Meet Kiddin Fancy Dee, aka Fancy. She will be 6 in March and I have been trying to sell her for about a year now :-/ I was hoping to get some critiques on her and see if maybe I was asking too much, or if she had any obvious flaws. The video is from when I came home from my first year of college and she hadn't been ridden (nor had I) in about 6 months! 

She is APHA registered, not spooky, very smart (almost too much for her own good!), flashily (<--?) colored being that she is a light roan (hard to see in picture), trailers, stands for farrier, etc.. I guess she would be considered green broke, but she has been successfully ridden on the road and even competed as a 2y/o in the Futurity class at the Texas State 4H Horse Show. She does have a bit of an attitude and can be disrespectful at times. I am asking $1750, but am open to negotiations because I realize this is a high price for a fairly inexperienced horse.


----------



## aggiegirl14 (Dec 22, 2011)

This might belong in the confo thread?


----------



## SorrelHorse (Apr 9, 2009)

I don't think I would pay that much for her. I am seeing a horse with minimal training (From the video, it looks like all she knows is circles) and particularly to the left I see her dumping on her forehand. I also see her bracing against you on the stop and backup, which would get better with a lot of suppling and flexion.

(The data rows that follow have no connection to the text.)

PR #305, opened 2023-12-01
Multimodal offline analysis updates, bug fixes

celikbasak:
# Overview

Updates and bug fixes after the first multimodal PR merge.

## Ticket

[Pivotal ticket](https://www.pivotaltracker.com/story/show/186593908)

## Contributions

- Ensured that the offline analysis runs without error for both EEG and Gaze data.
- Bug that prevents gaze data visualization is fixed.
- Clean-up of unnecessary code in offline analysis. All functions are moved into `bcipy/signal/model` module.
- Two gaze models (`individual` and `centralized`) are completed and made ready for analysis.

## Test

- Unit tests completed

## Documentation

- Documentation pending!

## Changelog

- CHANGELOG.md updated


bcipy/helpers/stimuli.py
```diff
@@ -288,13 +293,17 @@ def __call__(self,
         for symbol in symbol_set:
             data_by_targets[symbol] = []
 
-        window_length = 3  # seconds, total length of flickering after prompt for each inquiry
+        buffer = stimulus_duration / 5  # seconds, buffer for each inquiry
```
tab-cmd, line 296: Why `/5`? This will break when changing the duration I think.

bcipy/signal/model/gaussian_mixture/gaussian_mixture.py
```diff
@@ -61,12 +59,16 @@ def predict(self, test_data: np.ndarray, means: np.ndarray, covs: np.ndarray):
 
         return likelihoods, predictions
 
-    def calculate_acc(self, test_data: np.ndarray, test_labels: Optional[np.ndarray]):
+    def calculate_acc(self, predictions: int, counter: int):
```
tab-cmd, line 62: Are these lists?

bcipy/signal/model/gaussian_mixture/gaussian_mixture.py
```diff
@@ -104,24 +107,45 @@ def evaluate(self, test_data: np.ndarray, sym_pos: np.ndarray):
...
         Compute log-likelihood of each sample.
         Predict the labels for the test data.
         '''
         # Compute over log-likelihood scores
         # Get the argmax of the scores
 
-        scores = self.model.score_samples(test_data)
+        num_components = len(means)
+
+        N, D = test_data.shape
```
tab-cmd, line 120: No single letter variables if possible, that violates PEP

bcipy/signal/model/offline_analysis.py
```diff
@@ -333,115 +338,125 @@ def analyze_gaze(
...
-            means, covs = model.evaluate(test_re)
+            means, covs = model.evaluate()
 
             # Visualize the results:
             figure_handles = visualize_gaze_inquiries(
                 le, re,
                 means, covs,
                 save_path=None,
-                show=show_figures,
+                show=False,
```
tab-cmd, line 356: Why have this call if no saving or showing happens?

bcipy/signal/model/offline_analysis.py
```diff
@@ -333,115 +338,125 @@ def analyze_gaze(
...
-        # Convert test_dict to a list of arrays:
         accuracy = 0
         acc_all_symbols = {}
         counter = 0
         for sym in symbol_set:
-            # Skip if test_dict is empty for certain symbols:
+            # Continue if there is no test data for this symbol:
             if len(test_dict[sym]) == 0:
                 acc_all_symbols[sym] = 0
                 continue
```
tab-cmd, line 381: I don't think this continue is needed...

tab-cmd (approved):
Nice updates! Do the integration tests still pass? Should we write one for the Gaze Model? Don't worry about the Windows build failures. I found a fix.

bcipy/helpers/stimuli.py
```diff
@@ -314,24 +323,24 @@ def __call__(self,
...
             # each symbol. If a target symbol is prompted more than once, the data is appended to the dict as a list.
             # Which is why we need to convert it to a (np.ndarray) and flatten the dimensions.
-            # This is not ideal, but it works for now.
 
-        # return np.stack(reshaped_data, 0), labels
         return data_by_targets
 
     @staticmethod
-    def centralize_all_data(data, symbol_pos):
+    def centralize_all_data(data, symbol_pos) -> np.ndarray:
```
lawhead, line 330: Looks like we need types for the parameters too.

bcipy/helpers/stimuli.py
```diff
@@ -314,24 +323,24 @@ def __call__(self,
...
         """ Using the symbol locations in matrix, centralize all data (in Tobii units).
         This data will only be used in certain model types.
         Args:
-            data (np.ndarray): Data in shape of num_channels x num_samples
+            data (np.ndarray): Data in shape of num_samples x num_dimensions
             symbol_pos (np.ndarray(float)): Array of the current symbol posiiton in Tobii units
         Returns:
-            data (np.ndarray): Centralized data in shape of num_channels x num_samples
+            new_data (np.ndarray): Centralized data in shape of num_samples x num_dimensions
```
lawhead, line 337: I like that you documented that this method does not mutate the input.

lawhead (approved):

bcipy/helpers/stimuli.py
celikbasak: I added a note right under this line:
`This buffer is used to account for the screen downtime between each stimulus. There seems to be a duty cycle of 80% for the stimuli, so we add a buffer of 20% of the stimulus length.` 
I'm not sure why this "duty cycle" occurs, but it's something that we noticed in the Triggers file – the total time between symbol flashes were `0.30 sec` even though the flash time is set as `time_flash = 0.25 sec` in the parameters file of each experiment. So yes, if the duration changes this buffer length will change too (in that case I hope my 80/20 calculation is correct!). 

Fyi, I use this parameter just to calculate the inquiry length:
```python
window_length = (stimulus_duration + buffer) * num_stimuli_per_inquiry
``` 
Instead, I can maybe just calculate the longest inquiry length with a formula similar to the one in InquiryReshaper: 
```python
        def get_inquiry_len(inq_trigs):
            return inq_trigs[-1] - inq_trigs[0]

        longest_inquiry = max(grouper(triggers, trials_per_inquiry, fillvalue='x'), key=lambda xy: get_inquiry_len(xy))
```

bcipy/signal/model/gaussian_mixture/gaussian_mixture.py
celikbasak: These are integers. It was actually only used for plotting purposes (i.e. calculating the decision accuracy per symbol). It was a one liner accuracy calculation method that has nothing to do with the Gaussian Mixture class, so I will remove it.

bcipy/signal/model/gaussian_mixture/gaussian_mixture.py
celikbasak: Updated the variable names

bcipy/signal/model/offline_analysis.py
celikbasak: It actually crashes without it :(

bcipy/signal/model/offline_analysis.py
celikbasak: `visualize_gaze_inquiries` is called for each symbol in this specific loop for debugging purposes. You're right that we don't save or show them during a regular offline analysis, instead we show all symbols together at the end. So I will remove this loop.

bcipy/helpers/stimuli.py
celikbasak: Added types for the input parameters.

PR #306, opened 2023-12-02
Task bar bug

lawhead:
# Overview

Fixed bugs in matrix position calculations and added parameter for task bar spacing.

## Ticket

https://www.pivotaltracker.com/story/show/186539510

## Contributions

- Bug fix in matrix position calculations
- Added height calculation to limit matrix so it won't overlap with the task bar.
- Added parameter to specify the task bar padding.
- Updated demos to use Overpass Mono font.
- Added README for matrix including recommended parameters and information on troubleshooting layout issues.

## Test

- Ran all unit tests
- Ran demos related to matrix displays
- Ran Matrix calibration locally


bcipy/parameters/parameters.json
```diff
@@ -523,6 +523,16 @@
     "recommended_values": "",
     "type": "str"
   },
+  "task_padding": {
+    "value": "0.05",
+    "section": "bci_config",
+    "readableName": "Task Bar Padding",
+    "helpTip": "Specifies the padding around the task bar text. Default: 0.1",
```
tab-cmd: update the default!

tab-cmd (approved):
I like this solution! We can test the fix on the home use machine when we look at VEP together in the lab

PR #308, opened 2023-12-15
Data buffering issue

lawhead:
# Overview

Restructured the `lsl_client` to pull data from LSL for querying in a way that ensures the latest data is available in the buffer for querying.

## Ticket

https://www.pivotaltracker.com/story/show/186539529

## Contributions

- Additional logging in lsl_client to better track what's happening during data pulls.
- Increased buffer size of the LSL StreamInlet so it would not lose data during long pauses (app startup; after letter selection; etc).

## Test

- Ran Copy Phrase task and analyzed logs to ensure that sufficient data was queried to make a decision.

## Discussion

According to the LSL docs (https://labstreaminglayer.readthedocs.io/info/faqs.html), setting the `max_buflen` on a `StreamInlet` should ensure that it keeps only that amount of data (in seconds) and discards the rest. We were relying on this functionality to get data for a decision. However, in recent versions of LSL it seems to sometimes be discarding too much data. This seems to occur after long pauses. When we queried for the latest (2400 records), we would sometimes only get 200-300. I'm still working on creating a minimal example to replicate this problem.

Note also that I am still getting application crashes (Segmentation fault) if the application sits too long on the opening screen or if a task is paused for a while. I'm not sure what's causing this.

### DIFF
--- a/bcipy/acquisition/protocols/lsl/lsl_client.py
+++ b/bcipy/acquisition/protocols/lsl/lsl_client.py
@@ -222,12 +222,12 @@ class LslAcquisitionClient:
         """Pull a chunk of samples from LSL and record in the buffer.
         Returns the count of samples pulled.
         """
-        log.info(f"Pulling from LSL (max_samples: {self.max_samples})")
+        log.debug(f"Pulling from LSL (max_samples: {self.max_samples})")
         # A timeout of 0.0 gets currently available samples without blocking.
         samples, timestamps = self.inlet.pull_chunk(
             timeout=0.0, max_samples=self.max_samples)
         count = len(samples)
-        log.info(f"\tReceived {count} samples")
+        log.debug(f"\tReceived {count} samples")
         for sample, stamp in zip(samples, timestamps):
             self.buffer.append(Record(sample, stamp))
         return count
--- a/bcipy/acquisition/protocols/lsl/lsl_client.py
+++ b/bcipy/acquisition/protocols/lsl/lsl_client.py
@@ -1,7 +1,8 @@
 """DataAcquisitionClient for LabStreamingLayer data sources."""
 import logging
-from typing import Optional, List
+from typing import Dict, List, Optional
 
+import pandas as pd
 from pylsl import (StreamInfo, StreamInlet, local_clock, resolve_byprop,
                    resolve_stream)
 
@@ -54,6 +55,26 @@ class LslAcquisitionClient:
         self.max_buffer_len = max_buffer_len
         self.save_directory = save_directory
         self.raw_data_file_name = raw_data_file_name
+        self._max_samples = None
+
+    @property
+    def first_sample_time(self) -> float:
+        """Timestamp returned by the first sample. If the data is being
+        recorded this value reflects the timestamp of the first recorded sample"""
+        if self.recorder:
+            return self.recorder.first_sample_time
+        return self._first_sample_time
+
+    @property
+    def max_samples(self) -> int:
+        """Maximum number of samples available at any given time."""
+        if self._max_samples is None:
+            if self.device_spec.sample_rate == IRREGULAR_RATE:
+                self._max_samples = int(self.max_buffer_len)
+            else:
+                self._max_samples = int(self.max_buffer_len *
+                                        self.device_spec.sample_rate)
+        return self._max_samples
 
     def start_acquisition(self) -> bool:
         """Connect to the datasource and start acquiring data.
@@ -74,7 +95,7 @@ class LslAcquisitionClient:
 
         self.inlet = StreamInlet(
             stream_info,
-            max_buflen=self.max_buffer_len,
+            max_buflen=4 * self.max_buffer_len,  # TODO: revisit this value
             max_chunklen=1)
 
         if self.device_spec:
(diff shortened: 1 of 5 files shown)


bcipy/acquisition/protocols/lsl/lsl_client.py
```diff
@@ -74,7 +95,7 @@ def start_acquisition(self) -> bool:
 
         self.inlet = StreamInlet(
             stream_info,
-            max_buflen=self.max_buffer_len,
```
tab-cmd, line 77: Let's set this as our max buffer length

bcipy/acquisition/protocols/lsl/lsl_client.py
```diff
@@ -182,15 +210,28 @@ def get_latest_data(self) -> List[Record]:
...
+        while count == self.max_samples:
+            count = self._pull_chunk()
 
         return self.buffer.get()
 
+    def _pull_chunk(self) -> int:
+        """Pull a chunk of samples from LSL and record in the buffer.
+        Returns the count of samples pulled.
+        """
+        log.info(f"Pulling from LSL (max_samples: {self.max_samples})")
```
tab-cmd: Some of these could be debug level

bcipy/acquisition/protocols/lsl/lsl_client.py
```diff
@@ -142,38 +177,31 @@ def get_data(self,
...
+
+        assert start >= data_start, 'Start time out of range'
+        assert end <= data_end, 'End time out of range'
 
         data_slice = [
             record for record in data if start <= record.timestamp <= end
         ][0:limit]
-        log.info(f'{len(data_slice)} records returned')
-        return data_slice
+        log.info(f"Filtered records: {self._data_stats(data_slice)}")
```
tab-cmd, line 202: These data stats seem to be the most helpful / informative !

bcipy/helpers/acquisition.py
```diff
@@ -165,7 +165,7 @@ def init_lsl_client(parameters: dict,
     """Initialize a client that acquires data from LabStreamingLayer."""
 
     data_buffer_seconds = round(max_inquiry_duration(parameters))
-
+    log.info(f"Setting an acquisition buffer of {data_buffer_seconds} seconds")
```
tab-cmd: It might be helpful to know the device this applies to. Right now this logs twice with the same value.

bcipy/acquisition/record.py
```diff
@@ -1,8 +1,12 @@
...
-information, where data is a single reading from a device and is a list
-of channel information (float)."""
+
+class Record(NamedTuple):
+    """Domain object used for storing data and timestamp
+    information, where data is a single reading from a device and is a list
+    of channel information (float)."""
+    data: List[Any]
+    timestamp: float
+    rownum: int = None
```
tab-cmd: Optional[int] = None

bcipy/acquisition/protocols/lsl/lsl_client.py
```diff
@@ -126,12 +139,34 @@ def __exit__(self, _exc_type, _exc_value, _traceback):
...
+                'count': len(data),
+                'seconds': round(data_end - data_start, precision),
+                'from': round(data_start, precision),
+                'to': round(data_end, precision),
+                'expected_diff': round(1 / self.device_spec.sample_rate,
+                                       precision),
+                'mean_diff': round(diffs.mean(), precision),
+                'max_diff': round(diffs.max(), precision)
+            }
+        return {}
```
tab-cmd, line 159: Would it make sense to return none? Then a caller could check for that condition instead of failing on a key error.

tab-cmd (approved):
Tested this in the lab and, with a .95 AUC, I was able to type on Matrix and RSVP. This seems to fix the issue! Below are the logs from the session.

[Matrix Calibration Logs](https://github.com/CAMBI-tech/BciPy/files/13756327/bcipy_system_log.txt)
[Matrix Copy Phrase Logs](https://github.com/CAMBI-tech/BciPy/files/13756331/bcipy_system_log.txt)

There are some logging duplicates and potential to change log levels added. Thanks for the quick fix!

bcipy/helpers/acquisition.py
lawhead: Good suggestion

bcipy/acquisition/protocols/lsl/lsl_client.py
lawhead: It's a little confusing because there are two buffers to consider here. One is the buffer that LSL uses for the `StreamInlet`. The other is the size of our `RingBuffer` that the lsl_client uses internally. The `self.max_buffer_len` is the size used by the `RingBuffer`. These two buffers used to use the same `max_buffer_len` without issue, but for some reason that is no longer the case and we need to increase the value for the `StreamInlet` to have the data we're looking for.

The reason we need to maintain the secondary `RingBuffer` is so we can do subsequent queries for the same data. Queries to the `StreamInlet` will drain that buffer.

bcipy/acquisition/protocols/lsl/lsl_client.py
lawhead: My primary use case for the dict is to print out the whole thing. If it might be a `None` value I would need some additional checks. I think in this case if we're not sure that a key would be in the map it would be cleaner to use a `map.get(key, default_value)`.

Also I would be very interested to see all four conformation photos, and a closeup of the front legs. I have eyesight issues and the zoom on my laptop doesn't work for some odd reason, but I see something not quite right there. Long fetlocks maybe, or long toes? Does anyone else see it? I generally try to avoid conformation critique because of my bad eyes, but I'm interested to see what a more experienced conformation critiquer has to say.


----------



## aggiegirl14 (Dec 22, 2011)

Thank you for the reply. Like I said, that video was after not being ridden for 6 months haha but yes, she has had minimal training. Mostly that's because the only place I have to work with at my house is that round pen :-/ (which could explain why she is so much on the forehand?) I made a post about this in the tack thread, the reason she is bracing against me is her sensitive mouth. It gets sunburned and chapped really bad and even that O-ringed snaffle makes the corners of her mouth bleed sometimes. I'm not sure if it hurts her when I pull back, or if she is just being stubborn. My question in the tack thread was if a bosal might work better for her... Would you happen to know? 

About the legs, I think her hooves are just a little too grown out in this picture. Could that be it? I've also always thought her pasterns are a little too straight and possibly long. I only have a shot of the other side and some random ones:


















I actually found these more recent ones on my computer:


----------



## redape49 (Jul 29, 2011)

I see that she is sickle hocked, long cannon bones, butt high & downhill, long back, ewe neck and looks a tad cow hocked. SHE IS A GORGEOUS GIRL THO!!


----------



## equiniphile (Aug 16, 2009)

Yes, I think you are asking too much. She is a lovely mare, but she is quite green, and it doesn't seem like she has many miles on her. Especially in Texas, the horse market isn't great right now. However, she does look like she has potential with more training, so that keeps her worth up a bit.

Sorrel, I think her toes are just a tad long....her pasterns are also a bit low-slung, but nothing that would be a deal-breaker (for me, at least).

If she takes to the bosal well, that could definitely help her out. I would try it and see how it works for her.


----------



## iridehorses (Oct 22, 2007)

There are several reasons why horses don't sell in a years time. I think the primary reason is value for the money.

A seller needs to do their homework and know what horses of equal looks and ability are selling for - not their asking price but actual money in hand. Too many sellers put "potential" as value - truthfully, it is worthless. 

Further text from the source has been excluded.